(Saved data entries)
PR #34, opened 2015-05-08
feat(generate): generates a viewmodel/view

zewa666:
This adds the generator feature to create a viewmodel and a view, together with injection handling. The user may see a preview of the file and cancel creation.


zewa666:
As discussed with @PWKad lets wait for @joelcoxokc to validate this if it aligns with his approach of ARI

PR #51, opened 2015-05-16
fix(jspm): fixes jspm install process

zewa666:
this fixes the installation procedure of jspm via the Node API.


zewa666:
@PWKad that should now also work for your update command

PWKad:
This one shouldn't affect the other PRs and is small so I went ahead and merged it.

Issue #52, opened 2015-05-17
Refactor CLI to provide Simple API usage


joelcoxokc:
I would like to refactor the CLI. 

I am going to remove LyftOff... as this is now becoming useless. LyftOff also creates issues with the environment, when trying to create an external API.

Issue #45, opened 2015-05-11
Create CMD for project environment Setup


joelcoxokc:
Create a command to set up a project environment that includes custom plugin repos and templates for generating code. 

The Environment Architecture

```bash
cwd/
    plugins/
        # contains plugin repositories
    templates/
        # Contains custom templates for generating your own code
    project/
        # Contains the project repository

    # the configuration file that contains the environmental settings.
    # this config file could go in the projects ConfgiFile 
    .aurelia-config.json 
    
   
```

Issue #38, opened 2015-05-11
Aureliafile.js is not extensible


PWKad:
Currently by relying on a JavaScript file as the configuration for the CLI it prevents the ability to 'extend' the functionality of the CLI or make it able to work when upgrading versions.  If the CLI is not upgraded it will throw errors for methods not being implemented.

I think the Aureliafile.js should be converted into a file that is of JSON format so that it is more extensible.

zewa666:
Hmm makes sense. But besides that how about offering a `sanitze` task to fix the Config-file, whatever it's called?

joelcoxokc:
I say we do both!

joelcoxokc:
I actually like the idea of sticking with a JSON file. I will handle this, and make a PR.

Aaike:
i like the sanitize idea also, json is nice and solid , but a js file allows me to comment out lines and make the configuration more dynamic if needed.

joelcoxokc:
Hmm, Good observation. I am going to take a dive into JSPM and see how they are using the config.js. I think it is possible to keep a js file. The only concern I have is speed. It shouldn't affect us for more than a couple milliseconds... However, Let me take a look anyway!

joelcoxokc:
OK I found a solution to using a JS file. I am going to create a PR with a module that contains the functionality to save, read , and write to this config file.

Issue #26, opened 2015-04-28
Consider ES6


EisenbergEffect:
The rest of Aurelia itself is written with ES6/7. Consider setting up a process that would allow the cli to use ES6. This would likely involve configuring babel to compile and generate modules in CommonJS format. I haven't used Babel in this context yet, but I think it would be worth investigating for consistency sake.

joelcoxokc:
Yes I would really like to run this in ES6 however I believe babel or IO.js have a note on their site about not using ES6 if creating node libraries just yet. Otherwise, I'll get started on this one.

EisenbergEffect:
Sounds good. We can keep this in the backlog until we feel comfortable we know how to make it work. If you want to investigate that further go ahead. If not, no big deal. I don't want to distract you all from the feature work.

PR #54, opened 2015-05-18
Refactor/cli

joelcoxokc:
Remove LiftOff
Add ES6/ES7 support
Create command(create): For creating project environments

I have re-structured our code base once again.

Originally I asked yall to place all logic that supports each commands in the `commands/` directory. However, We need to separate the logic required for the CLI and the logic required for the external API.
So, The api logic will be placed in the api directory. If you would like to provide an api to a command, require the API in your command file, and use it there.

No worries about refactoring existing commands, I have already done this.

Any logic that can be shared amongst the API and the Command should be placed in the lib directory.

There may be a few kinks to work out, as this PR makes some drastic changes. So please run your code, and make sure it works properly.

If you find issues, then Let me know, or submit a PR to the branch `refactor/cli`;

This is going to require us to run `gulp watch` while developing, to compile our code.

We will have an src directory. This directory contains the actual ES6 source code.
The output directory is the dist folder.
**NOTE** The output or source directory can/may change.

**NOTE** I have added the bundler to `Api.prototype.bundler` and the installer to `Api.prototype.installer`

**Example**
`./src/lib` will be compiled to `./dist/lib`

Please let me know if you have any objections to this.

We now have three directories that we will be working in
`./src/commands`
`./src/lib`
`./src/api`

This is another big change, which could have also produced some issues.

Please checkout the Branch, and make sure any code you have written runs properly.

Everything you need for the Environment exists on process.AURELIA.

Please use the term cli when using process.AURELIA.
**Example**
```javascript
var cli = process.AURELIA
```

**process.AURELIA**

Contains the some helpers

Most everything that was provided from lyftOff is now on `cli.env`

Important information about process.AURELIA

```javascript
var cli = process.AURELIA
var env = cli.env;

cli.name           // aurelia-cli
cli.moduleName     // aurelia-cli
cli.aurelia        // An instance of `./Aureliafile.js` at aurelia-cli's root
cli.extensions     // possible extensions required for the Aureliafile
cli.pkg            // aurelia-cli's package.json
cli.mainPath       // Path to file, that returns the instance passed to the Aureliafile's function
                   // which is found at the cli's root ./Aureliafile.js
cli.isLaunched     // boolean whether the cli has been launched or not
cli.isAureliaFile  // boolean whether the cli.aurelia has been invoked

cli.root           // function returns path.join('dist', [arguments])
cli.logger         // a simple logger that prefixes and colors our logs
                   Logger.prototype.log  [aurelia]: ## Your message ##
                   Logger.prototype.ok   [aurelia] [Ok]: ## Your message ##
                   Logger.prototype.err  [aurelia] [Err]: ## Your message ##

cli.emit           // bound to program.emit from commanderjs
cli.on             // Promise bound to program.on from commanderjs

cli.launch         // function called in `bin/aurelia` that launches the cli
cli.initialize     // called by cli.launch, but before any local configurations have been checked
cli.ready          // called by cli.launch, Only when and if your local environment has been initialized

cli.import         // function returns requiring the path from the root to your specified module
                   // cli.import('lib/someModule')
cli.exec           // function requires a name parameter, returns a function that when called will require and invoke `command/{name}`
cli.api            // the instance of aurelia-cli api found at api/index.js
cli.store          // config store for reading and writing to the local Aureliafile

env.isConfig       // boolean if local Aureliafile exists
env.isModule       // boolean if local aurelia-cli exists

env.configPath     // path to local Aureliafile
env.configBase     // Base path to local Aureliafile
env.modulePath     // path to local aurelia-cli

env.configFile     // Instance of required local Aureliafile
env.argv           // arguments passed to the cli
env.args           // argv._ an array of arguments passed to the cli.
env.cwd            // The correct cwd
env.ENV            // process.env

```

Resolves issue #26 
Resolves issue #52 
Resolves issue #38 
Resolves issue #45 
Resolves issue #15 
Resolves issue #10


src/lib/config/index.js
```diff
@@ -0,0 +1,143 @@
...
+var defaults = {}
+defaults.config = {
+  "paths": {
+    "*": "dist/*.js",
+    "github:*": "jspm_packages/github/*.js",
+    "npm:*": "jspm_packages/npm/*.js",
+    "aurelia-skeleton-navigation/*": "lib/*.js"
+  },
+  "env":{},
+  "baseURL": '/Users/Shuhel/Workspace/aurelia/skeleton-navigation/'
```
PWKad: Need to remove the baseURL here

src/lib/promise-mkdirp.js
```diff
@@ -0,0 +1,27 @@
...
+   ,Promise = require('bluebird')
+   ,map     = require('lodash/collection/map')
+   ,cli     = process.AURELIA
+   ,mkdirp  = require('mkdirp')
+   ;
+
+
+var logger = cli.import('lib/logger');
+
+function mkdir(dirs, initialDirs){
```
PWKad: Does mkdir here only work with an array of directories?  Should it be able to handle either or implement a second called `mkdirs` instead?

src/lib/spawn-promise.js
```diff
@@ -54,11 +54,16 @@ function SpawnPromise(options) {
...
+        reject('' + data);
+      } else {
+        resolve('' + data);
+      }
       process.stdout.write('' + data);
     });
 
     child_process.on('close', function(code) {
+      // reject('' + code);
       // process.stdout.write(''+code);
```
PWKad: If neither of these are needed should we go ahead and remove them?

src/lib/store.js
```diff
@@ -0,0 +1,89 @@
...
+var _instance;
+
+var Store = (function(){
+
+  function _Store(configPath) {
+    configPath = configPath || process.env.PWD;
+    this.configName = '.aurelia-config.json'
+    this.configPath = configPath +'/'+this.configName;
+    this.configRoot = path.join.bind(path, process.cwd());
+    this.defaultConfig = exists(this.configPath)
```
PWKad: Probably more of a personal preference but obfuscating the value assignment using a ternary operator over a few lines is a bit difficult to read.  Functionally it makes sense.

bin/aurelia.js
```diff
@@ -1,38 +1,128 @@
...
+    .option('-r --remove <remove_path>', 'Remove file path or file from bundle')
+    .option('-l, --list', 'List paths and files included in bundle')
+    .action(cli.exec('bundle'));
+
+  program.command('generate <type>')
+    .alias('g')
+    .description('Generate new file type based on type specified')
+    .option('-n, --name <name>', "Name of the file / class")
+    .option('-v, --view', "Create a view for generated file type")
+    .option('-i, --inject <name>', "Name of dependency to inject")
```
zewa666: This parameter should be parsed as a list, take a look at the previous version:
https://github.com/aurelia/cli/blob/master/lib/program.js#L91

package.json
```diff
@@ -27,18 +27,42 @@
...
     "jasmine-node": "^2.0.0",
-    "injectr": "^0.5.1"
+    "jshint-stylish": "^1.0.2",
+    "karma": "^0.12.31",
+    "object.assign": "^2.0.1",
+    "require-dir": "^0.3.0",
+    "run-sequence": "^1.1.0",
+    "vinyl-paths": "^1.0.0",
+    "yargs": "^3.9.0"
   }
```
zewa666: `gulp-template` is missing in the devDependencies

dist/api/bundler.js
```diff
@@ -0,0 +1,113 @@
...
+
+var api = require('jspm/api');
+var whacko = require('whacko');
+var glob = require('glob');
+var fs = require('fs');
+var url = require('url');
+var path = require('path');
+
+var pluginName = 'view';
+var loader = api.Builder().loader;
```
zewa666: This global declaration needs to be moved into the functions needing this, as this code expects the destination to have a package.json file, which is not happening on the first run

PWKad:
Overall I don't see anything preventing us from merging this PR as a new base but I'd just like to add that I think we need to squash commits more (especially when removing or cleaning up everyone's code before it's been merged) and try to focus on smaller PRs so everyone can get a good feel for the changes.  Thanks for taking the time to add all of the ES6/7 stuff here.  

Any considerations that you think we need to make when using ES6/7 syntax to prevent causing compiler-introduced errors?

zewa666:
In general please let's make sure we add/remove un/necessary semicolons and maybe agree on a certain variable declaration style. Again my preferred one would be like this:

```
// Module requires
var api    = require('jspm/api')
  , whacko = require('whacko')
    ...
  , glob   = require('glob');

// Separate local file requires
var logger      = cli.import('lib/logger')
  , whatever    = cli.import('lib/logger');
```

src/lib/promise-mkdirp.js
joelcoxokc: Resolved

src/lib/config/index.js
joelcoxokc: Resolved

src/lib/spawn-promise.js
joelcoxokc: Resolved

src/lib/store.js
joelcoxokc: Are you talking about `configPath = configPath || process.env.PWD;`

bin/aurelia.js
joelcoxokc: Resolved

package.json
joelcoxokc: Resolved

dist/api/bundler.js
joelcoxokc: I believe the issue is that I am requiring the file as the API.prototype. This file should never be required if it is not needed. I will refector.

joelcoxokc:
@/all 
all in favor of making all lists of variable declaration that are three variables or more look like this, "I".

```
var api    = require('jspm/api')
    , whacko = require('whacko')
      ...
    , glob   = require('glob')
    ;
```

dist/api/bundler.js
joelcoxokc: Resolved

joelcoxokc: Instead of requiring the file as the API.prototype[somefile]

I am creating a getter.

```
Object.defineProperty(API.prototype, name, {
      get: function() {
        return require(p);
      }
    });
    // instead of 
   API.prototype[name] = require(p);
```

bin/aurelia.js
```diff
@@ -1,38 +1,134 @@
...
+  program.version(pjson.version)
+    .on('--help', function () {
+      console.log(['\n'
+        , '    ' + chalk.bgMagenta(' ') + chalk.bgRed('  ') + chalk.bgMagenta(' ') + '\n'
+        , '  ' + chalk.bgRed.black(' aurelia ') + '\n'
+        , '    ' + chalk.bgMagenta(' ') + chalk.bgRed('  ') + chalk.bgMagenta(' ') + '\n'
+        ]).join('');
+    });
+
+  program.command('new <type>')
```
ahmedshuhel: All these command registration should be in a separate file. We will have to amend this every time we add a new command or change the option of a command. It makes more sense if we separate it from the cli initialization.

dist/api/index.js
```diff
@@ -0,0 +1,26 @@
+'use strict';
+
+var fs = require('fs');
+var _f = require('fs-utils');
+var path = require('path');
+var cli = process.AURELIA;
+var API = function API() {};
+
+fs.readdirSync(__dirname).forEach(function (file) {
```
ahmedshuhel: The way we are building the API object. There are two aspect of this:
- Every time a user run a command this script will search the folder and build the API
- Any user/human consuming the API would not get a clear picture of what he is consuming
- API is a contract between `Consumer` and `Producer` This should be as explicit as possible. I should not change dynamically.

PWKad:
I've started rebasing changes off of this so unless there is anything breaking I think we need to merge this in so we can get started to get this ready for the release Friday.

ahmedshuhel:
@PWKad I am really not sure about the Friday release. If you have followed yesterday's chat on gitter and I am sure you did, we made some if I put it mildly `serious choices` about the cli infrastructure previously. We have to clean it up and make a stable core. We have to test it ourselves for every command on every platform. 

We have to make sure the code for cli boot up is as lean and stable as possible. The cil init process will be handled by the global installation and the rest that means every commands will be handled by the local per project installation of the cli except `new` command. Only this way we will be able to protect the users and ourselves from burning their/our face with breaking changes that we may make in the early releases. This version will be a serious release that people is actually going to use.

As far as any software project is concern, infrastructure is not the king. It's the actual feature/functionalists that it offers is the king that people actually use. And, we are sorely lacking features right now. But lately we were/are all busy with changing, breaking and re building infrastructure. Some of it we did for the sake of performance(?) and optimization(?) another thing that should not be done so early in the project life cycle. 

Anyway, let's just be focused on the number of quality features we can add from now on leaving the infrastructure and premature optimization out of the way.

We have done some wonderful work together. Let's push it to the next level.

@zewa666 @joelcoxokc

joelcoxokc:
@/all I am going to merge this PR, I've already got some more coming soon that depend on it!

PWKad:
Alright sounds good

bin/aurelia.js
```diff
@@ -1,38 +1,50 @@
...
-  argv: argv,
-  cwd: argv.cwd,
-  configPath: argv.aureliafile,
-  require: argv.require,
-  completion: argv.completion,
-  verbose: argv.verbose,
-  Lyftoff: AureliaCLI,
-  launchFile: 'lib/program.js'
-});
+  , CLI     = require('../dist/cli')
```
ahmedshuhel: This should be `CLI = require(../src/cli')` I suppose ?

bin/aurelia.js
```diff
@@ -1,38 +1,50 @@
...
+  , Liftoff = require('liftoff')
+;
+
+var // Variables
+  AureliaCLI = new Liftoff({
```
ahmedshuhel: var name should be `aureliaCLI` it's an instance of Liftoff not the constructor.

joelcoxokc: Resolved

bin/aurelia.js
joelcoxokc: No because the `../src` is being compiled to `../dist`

**Your goal**
Going down from the first line of the entries above, restate each line word for word until the line holding "Create a command" is done.

**Response for this exercise**
PR #34, opened 2015-05-08
feat(generate): generates a viewmodel/view

zewa666:
This adds the generator feature to create a viewmodel and a view, together with injection handling. The user may see a preview of the file and cancel creation.


zewa666:
As discussed with @PWKad lets wait for @joelcoxokc to validate this if it aligns with his approach of ARI

PR #51, opened 2015-05-16
fix(jspm): fixes jspm install process

zewa666:
this fixes the installation procedure of jspm via the Node API.


zewa666:
@PWKad that should now also work for your update command

PWKad:
This one shouldn't affect the other PRs and is small so I went ahead and merged it.

Issue #52, opened 2015-05-17
Refactor CLI to provide Simple API usage


joelcoxokc:
I would like to refactor the CLI. 

I am going to remove LyftOff... as this is now becoming useless. LyftOff also creates issues with the environment, when trying to create an external API.

Issue #45, opened 2015-05-11
Create CMD for project environment Setup


joelcoxokc:
Create a command to set up a project environment that includes custom plugin repos and templates for generating code. 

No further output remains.